Another implication of the findings is in relation to New Zealand’s tail of literacy underachievement. The consistency of the findings of this research with
other studies which investigated teachers’ linguistic knowledge, conducted in New Zealand and overseas, is concerning in terms of the literacy achievement gap between good and poor readers in New Zealand primary schools identified in international assessments (Mullis et al., 2012; Tunmer et al., 2008, 2013a). There is a danger that this gap might not reduce, but continue to widen, or at least maintain the status quo, unless the Ministry of Education reviews its current policies on literacy practice in New Zealand primary schools (Patel, 2010; Tunmer et al., 2013a). New Zealand’s mean scores have remained stable; the literacy achievement gap between good and poor readers has not reduced, and the same top-down constructivist whole language approach to teaching literacy, which emphasises meaning-based instruction, has continued to be maintained. The Literacy Experts Group (1999) and the Education and Science Committee (2001) both advocated the inclusion of phonological instruction in their reports to the Ministry of Education. Consistent with findings from overseas studies, research studies conducted in New Zealand demonstrated that explicit instruction in phonemic awareness helps struggling readers learn to read and helps to negate the effects of differences in the literate cultural capital children bring when they start school (Greaney & Arrow, 2012; Nicholson, 2003; Ryder et al., 2008). For all children to have an equal opportunity for success in reading, educational practices must respond to the differences in the literate cultural capital that children begin school with (Nicholson, 2003; Ryder et al., 2008; Tunmer et al., 2013a). However, under New Zealand’s current approach to teaching literacy it is dependent on the phonemic awareness knowledge of the teacher, and their
understanding of its role in learning to read, as to whether those struggling readers have access to explicit phonemic awareness instruction.

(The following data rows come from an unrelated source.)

Issue #1910, opened 2018-09-28
calicoctl --unknown-flag wrongly returns 0


mirwan:
When calling `calicoctl` with an unknown flag, the return code is 0. For example, when wrongly placing a command flag before the command, the command is not executed and usage is displayed (partially as it seems) but the return code is 0.
NB: This does not occur when passing unknown flag to the command.

## Expected Behavior
The return code should not be 0 when an unknown flag is passed to calicoctl and the command fails (is not executed).

## Current Behavior
```console
mirwan$ docker run -it --rm quay.io/calico/ctl:v3.1.3 --unknown-flag
Usage:
  calicoctl [options] <command> [<args>...]
mirwan$ echo $?
0
mirwan$ echo '{}' | docker run -i --rm quay.io/calico/ctl:v3.1.3 --skip-exists create -f -
Usage:
  calicoctl [options] <command> [<args>...]
mirwan$ echo $?
0
mirwan$ echo '{}' | docker run -i --rm quay.io/calico/ctl:v3.1.3 create --skip-exists -f -
Failed to execute command: error parsing document: cannot parse object '{}' into value of type []unstructured.Unstructured
mirwan$ echo $?
1
mirwan$ echo '{}' | docker run -i --rm quay.io/calico/ctl:v3.1.3 create --unknown-flag -f -
Usage:
  calicoctl create --filename=<FILENAME> [--skip-exists] [--config=<CONFIG>] [--namespace=<NS>]
Invalid option: 'calicoctl create --unknown-flag -f -'. Use flag '--help' to read about a specific subcommand.
mirwan$ echo $?
1
```
As it not related to docker:
```console
mirwan$ docker run -it --rm --entrypoint=/bin/sh quay.io/calico/ctl:v3.1.3
~ # /calicoctl --unknown-flag
Usage:
  calicoctl [options] <command> [<args>...]
~ # echo $?
0
~ #
```
## Steps to Reproduce (for bugs)
1. docker run -it --rm quay.io/calico/ctl:v3.1.3 --unknown-flag
2. echo $?

## Context
When using calicoctl in a ansible playbook, the command/shell actually fails but is reported as OK which is a problem

## Your Environment

* calicoctl version (e.g. `calicoctl version`):
```
Client Version:    v3.1.3
Build date:        2018-05-30T17:15:59+0000
Git commit:        231083c2
no etcd endpoints specified
```
* calico/node version (e.g. `docker run --rm calico/node versions`): N/A
[...]

PR #1977, opened 2019-03-04
Catch and exit on bad command-line flags

jpalardy:
## Description

Addresses #1910. This fix looks for the returning `err` and exits if present.

If the `err` is a `UserError`, we remind the user of the `--help` option.

I tested positive and negative tests and added some checks to the Python scripts.

## Todos
- [ ] Tests
- [ ] Documentation
- [ ] Release note

## Release Note

```release-note
calicoctl will now return a non-zero exit code when passed an unknown flag
```

### DIFF
--- a/calicoctl/calicoctl.go
+++ b/calicoctl/calicoctl.go
@@ -55,7 +55,6 @@ Description:
   See 'calicoctl <command> --help' to read about a specific subcommand.
 `
 	arguments, err := docopt.Parse(doc, nil, true, commands.VERSION_SUMMARY, true, false)
-
 	if err != nil {
 		if _, ok := err.(*docopt.UserError); ok {
 			// the user gave us bad input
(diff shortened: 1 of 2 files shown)


calicoctl/calicoctl.go
```diff
@@ -54,7 +54,15 @@ Description:
 
   See 'calicoctl <command> --help' to read about a specific subcommand.
 `
-	arguments, _ := docopt.Parse(doc, nil, true, commands.VERSION_SUMMARY, true, false)
+	arguments, err := docopt.Parse(doc, nil, true, commands.VERSION_SUMMARY, true, false)
+
```
caseydavenport: just a minor formatting thing, but generally would remove this newline between the call which generates the error, and the handling of the error.

e.g.,

```go
retVal, err := someFunc()
if err !=nil {
  // Handle it
  ...
}
```

jpalardy: Ah, ok.

Let me patch that up tomorrow morning and send another commit.

jpalardy: I added that whitespace commit, let me know.

caseydavenport: Looks nice

PR #1985, opened 2019-03-08
Add NetworkSets support

lmm:
## Description
Add support for NetworkSets.

## Todos
- [ ] Tests
- [ ] Documentation
- [ ] Release note

## Release Note

```release-note
Add NetworkSets
```

### DIFF
--- a/calicoctl/resourcemgr/networkset.go
+++ b/calicoctl/resourcemgr/networkset.go
@@ -1,4 +1,4 @@
-// Copyright (c) 2018-2019 Tigera, Inc. All rights reserved.
+// Copyright (c) 2019 Tigera, Inc. All rights reserved.
 
 // Licensed under the Apache License, Version 2.0 (the "License");
 // you may not use this file except in compliance with the License.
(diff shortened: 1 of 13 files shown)


lmm:
Tests to come

calicoctl/resourcemgr/networkset.go
```diff
@@ -0,0 +1,59 @@
...
+	client "github.com/projectcalico/libcalico-go/lib/clientv3"
+	"github.com/projectcalico/libcalico-go/lib/options"
+)
+
+func init() {
+	registerResource(
+		api.NewNetworkSet(),
+		api.NewNetworkSetList(),
+		true,
+		[]string{"networkset", "networksets", "ns"},
```
caseydavenport: Hrm, the abbreviation "ns" seems nice but is also what Kubernetes uses for "Namespace" so might be confusing... especially if we decide to add a Namespace object some day.

Maybe `netset`? WDYT?

caseydavenport:
This looks like it's probably right to me- once we get the libcalico PR merged we can bump the version in here to refer to master and hopefully it all just works!

calicoctl/resourcemgr/networkset.go
lmm: Ahh that's a good point. `netset` is nice. And for GlobalNetworkSets, `gnetset`?

PR #2004, opened 2019-05-06
Fix regression in reporting errors in ipam show

tomastigera:
Do not return error code in ipam show if ip does not exist

## Description

```
DATASTORE_TYPE=kubernetes KUBECONFIG=~/.kube/config bin/calicoctl-linux-amd64 ipam show --ip=1.1.1.1
echo $?
1
```

is back to 

```
DATASTORE_TYPE=kubernetes KUBECONFIG=~/.kube/config bin/calicoctl-linux-amd64 ipam show --ip=1.1.1.1
echo $?
0
```

## Todos
- [ ] Tests
- [ ] Documentation
- [ ] Release note

## Release Note

```release-note
None required
```

### DIFF
--- a/calicoctl/commands/ipam/show.go
+++ b/calicoctl/commands/ipam/show.go
@@ -69,7 +69,8 @@ Description:
 	// `IP 192.168.71.1 is not assigned in block`. This is not exactly an error,
 	// so not returning it to the caller.
 	if err != nil {
-		return err
+		fmt.Println(err)
+		return nil
 	}
 
 	// IP address is assigned with attributes.


calicoctl/commands/ipam/show.go
```diff
@@ -69,7 +69,8 @@ Description:
 	// `IP 192.168.71.1 is not assigned in block`. This is not exactly an error,
 	// so not returning it to the caller.
 	if err != nil {
-		return err
+		fmt.Println(err)
```
jpalardy: use stderr?

tomastigera: I stick with pure revert atm

caseydavenport: Yeah, this isn't an error case so I think stdout is probably right,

The researcher does not intend to suggest that explicit phonemic awareness or phonological-based
decoding instruction on its own will reduce the gap, but rather that the inclusion of explicit phonemic awareness instruction and decoding instruction into the current whole language approach would result in a more balanced approach to teaching literacy, allowing teachers to have the knowledge necessary in all areas to meet the differing learning needs of all children, particularly struggling readers (Patel, 2010; Pressley, 2006; Tunmer et al., 2013a, 2003). To be successful at teaching reading, teachers need to have access to all the knowledge and essential tools they need to be able to differentiate their instruction (Patel, 2010).